Three things can happen with equal probability on the fateful toss when "at least one" is heads:
Coin A heads; Coin B heads
Coin A heads, Coin B tails
Coin A tails; Coin B heads
That makes one out of three with both heads
I think it would be 1/2 but the answer is 1/3 and I have no idea where you would get that answer.
Coin A heads; Coin B heads
Coin A heads, Coin B tails
Coin A tails; Coin B heads
That makes one out of three with both heads
1. (Heads, Heads)
2. (Heads, Tails)
3. (Tails, Heads)
4. (Tails, Tails)
Out of these four outcomes, only one outcome has both coins coming up heads. Therefore, the probability of getting both coins heads is 1 out of 4, which simplifies to 1/4 or 0.25.

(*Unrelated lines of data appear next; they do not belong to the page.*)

PR #939, opened 2025-08-22
fix(scout): Add configurable queue connection and queue name options

faraweilyas:
# Fix Scout queue configuration options

## Description

This PR fixes Laravel Scout's queue configuration by adding `queue_connection` and `queue_name`, allowing developers to specify custom queue connections and queue names while maintaining full backward compatibility.

Checkout the queue [doc section](https://laravel.com/docs/12.x/scout#queueing) to spot the bug.

## Changes Made

- **Expand queue configuration options**: Added `'queue_connection' => env('SCOUT_QUEUE_CONNECTION'),` and `'queue_name' => env('SCOUT_QUEUE_NAME'),` options
- **Update queue config getter in Searchable trait**: Modified `syncWithSearchUsing()` and `syncWithSearchUsingQueue()` methods to use `config('scout.queue_connection')` and `config('scout.queue_name')`
- **Add environment variable support**: Introduced `SCOUT_QUEUE_CONNECTION` and `SCOUT_QUEUE_NAME` for easier configuration management
- **Maintain backward compatibility**: Existing `SCOUT_QUEUE=true/false` continues to work as expected

## Benefits to End Users

- **Greater flexibility**: Developers can now route Scout operations to specific queue connections (e.g., separate Redis instance for search indexing)
- **Better queue organization**: Ability to use dedicated queue names for Scout operations, improving monitoring and job separation
- **Easier deployment management**: Environment-based configuration makes it simple to use different queue setups across environments
- **Zero breaking changes**: Existing applications continue to work without any code changes

## Code Changes

**config/scout.php file updates:**
```php
// Before
'queue' => env('SCOUT_QUEUE', false),

// After
'queue' => env('SCOUT_QUEUE', false),

'queue_connection' => env('SCOUT_QUEUE_CONNECTION'),

'queue_name' => env('SCOUT_QUEUE_NAME'),
```

**src/Searchable.php file updates:**
```php
// Before
{
}

// After  
{
    return config('scout.queue_connection') ?: config('queue.default');
}

// Before
{
}

// After  
{
    return config('scout.queue_name');
}
```

**src/Console/QueueImportCommand.php file updates:**
```php
// Before
{--queue= : The queue that should be used (Defaults to configuration value: `scout.queue.queue`)}'

// After  
{--queue= : The queue that should be used (Defaults to configuration value: `scout.queue_name`)}'
```

### DIFF
--- a/config/scout.php
+++ b/config/scout.php
@@ -44,6 +44,10 @@ return [
 
     'queue' => env('SCOUT_QUEUE', false),
 
+    'queue_connection' => env('SCOUT_QUEUE_CONNECTION'),
+
+    'queue_name' => env('SCOUT_QUEUE_NAME'),
+
     /*
     |--------------------------------------------------------------------------
     | Database Transactions
--- a/src/Console/QueueImportCommand.php
+++ b/src/Console/QueueImportCommand.php
@@ -19,7 +19,7 @@ class QueueImportCommand extends Command
             {--min= : The minimum ID to start queuing from}
             {--max= : The maximum ID to queue up to}
             {--c|chunk= : The number of records to queue in a single job (Defaults to configuration value: `scout.chunk.searchable`)}
-            {--queue= : The queue that should be used (Defaults to configuration value: `scout.queue.queue`)}';
+            {--queue= : The queue that should be used (Defaults to configuration value: `scout.queue_name`)}';
 
     /**
      * The console command description.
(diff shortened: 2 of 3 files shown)


taylorotwell:
I think your original approach of using an array can still work but you just need to adjust the code that reads those values to account for both cases... I think that would be cleaner.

However, note that the process stops as soon as at least one coin comes up heads. This means that the only outcomes we are interested in are the ones that have at least one head. So in this case, the outcomes (Tails, Heads) and (Tails, Tails) are not considered. Therefore, out of the three remaining possible outcomes, only one has both coins coming up heads.
If we only consider the outcomes (Heads, Heads), (Heads, Tails), and (Tails, Heads) and give equal weightage to each, the probability of getting both coins heads is now 1 out of 3 possible outcomes. Hence, the probability of both coins coming up heads in this scenario is 1/3 or approximately 0.33.
So, while the probability of getting both coins heads in a single toss is 1/4, the probability in this specific scenario is 1/3 because not all outcomes are considered due to the stopping rule.